Peripheral blood and bone marrow-derived mesenchymal stem cells were isolated and cultured following previously established protocols [14]. The collection process of peripheral blood and marrow liquid (from 9-year-old female fracture donor, 11-year-old male fracture donor, and 80-year-old female fracture donor experiencing micro-fracture surgery) was approved by the Clinical Research and Ethics Committee of the Chinese University of Hong Kong or Guangzhou University of Chinese Medicine. Passage 0 cells (one week after cell seeding) were studied in this current research.

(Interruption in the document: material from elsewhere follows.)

PR #2124, opened 2024-07-10
Add pluralisation to roles text

### LINKED ISSUE #2113: Proper pluralization on generated proposal titles
When I create multiple roles the language in the title says "Add 2 new role" let's get that "s" in there
Screenshot 2024-07-09 at 10 13 55 AM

Whole genome-wide RNA sequencing (RNAseq) analysis

Freshly enriched cells (Passage 0) were subjected to RNAseq analysis. TRIzol (Life Technologies, USA) was used for extraction of total RNA from the caput, cauda and corpus of the epididymis. RNA sample quality and quantity were assessed using Nanodrop, agarose gel electrophoresis, and Agilent 2100 bioanalyzer (Agilent, USA). DNA library preparation was performed using NEBNext Ultra DNA Library Prep Kit for Illumina (New England Biolabs, Ipswich, MA, USA). Sequencing was performed on the Illumina Hiseq X Ten at 150 bp paired end reads with 20 M read depth. All samples had Q30 >90%. Both library preparation and sequencing were performed by

BGISEQ-500 platform (Shenzhen Huada Gene Technology Co., Ltd., China). Differential gene analysis was applied via the HISAT2-Cufflinks workflow. Gene ontology enrichment analysis and visualization were performed in http://cbl-gorilla.cs.technion.ac.il/. The online data analysis tool Ingenuity pathway analysis (IPA) (Qiagen) was used for genes that had a P value of <0.05 and a ≥twofold change (FC) difference between BM-MSCs and PB-MSCs. Core analysis was run on dataset to screen differential expressed genes and signaling pathways between different source-derived cells.